Ricky Ranking returns to team up with Aya on Too Much Pain, a haunted swirl of parched percussion and horror film dramatics. 'Top tune, Kevin!' Ricky blurts out at one point in a welcome moment of levity.

"What's wrong with the world/ Has the world gone mad?" wonders Warrior Queen on Insane over another precision-tooled groove before Flowdan returns with a scattergun toast about the coming Jah War.

The dark heart of London Zoo arrives with Fuckaz, a remarkable surge of disgust and anger over a migraine throb of sub-bass. Frequent Kode9 collaborator and dubstep scene stalwart Spaceape gets out some serious bile for nearly four minutes before asking several times: "How did we get here/ And where do we go now?". Spaceape and Martin seem to be inviting us to ponder this point as the song slowly ebbs to a close.

Poet/lyricist Roger Robinson, who also appeared on second Bug album Pressure, turns up on You & Me to take the temperature a notch or two. His light, dreamy delivery and Kevin's whispering, drifting production suddenly take you to a very different place.
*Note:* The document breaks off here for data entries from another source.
PR #1734, opened 2020-07-08
Add numpy promise

Jianghanxiao:
When transforms.transforms is [], then after apply, the bbox will still be a list, then .clip will post errors

### DIFF
--- a/detectron2/data/detection_utils.py
+++ b/detectron2/data/detection_utils.py
@@ -276,7 +276,7 @@ def transform_instance_annotations(
     # bbox is 1d (per-instance bounding box)
     bbox = BoxMode.convert(annotation["bbox"], annotation["bbox_mode"], BoxMode.XYXY_ABS)
     # clip transformed bbox to image size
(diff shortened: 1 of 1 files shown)


detectron2/data/detection_utils.py
```diff
@@ -276,7 +276,7 @@ def transform_instance_annotations(
     # bbox is 1d (per-instance bounding box)
     bbox = BoxMode.convert(annotation["bbox"], annotation["bbox_mode"], BoxMode.XYXY_ABS)
     # clip transformed bbox to image size
-    bbox = transforms.apply_box([bbox])[0].clip(min=0)
+    bbox = np.array(transforms.apply_box([bbox])[0]).clip(min=0)
```
ppwwyyxx, line 279: Thanks for the catch! Semantically, I think it would be more correct to do 
```suggestion
    bbox = transforms.apply_box(np.array([bbox]))[0].clip(min=0)
```
since `apply_box` does require a numpy array as input but we did not follow it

This would prove a step-off point for Martin's next move with the duo collaborating over a whole album as King Midas Sound in a more downtempo dubstep style.

Freak Freak is a dry, echoey and ominous instrumental, the sound of the underpass, glass crunching underfoot and your fingers tightening around the keys in your pocket.

Flowdan returns for Warning, another blast of inner city dread that dubs out midway through into slow decaying tones before firing back in with a martial beat and a flurry of patois.

Warrior Queen returns for the excellent Poison Dart, her voice somewhere between singing and toasting over yet more speaker-battering bass. The Skream remix seems better known but Martin's original version still does it for me.

Ricky Ranking is back for final track Judgement, showcasing his sweet singing tones between gruff voiced toasts. He concludes with "We are living in serious times/ I guess it's coming like a judgement sign/ The people have killing on their mind", so perhaps we should have considered ourselves warned.

London Zoo came out on Ninja Tune, who did a beautiful job of it, splitting the album into three 12-inches to do full justice to all that awesome bass and packaging it in a gatefold sleeve featuring artwork by Fefe Talavera. Even dystopia comes with design flair nowadays.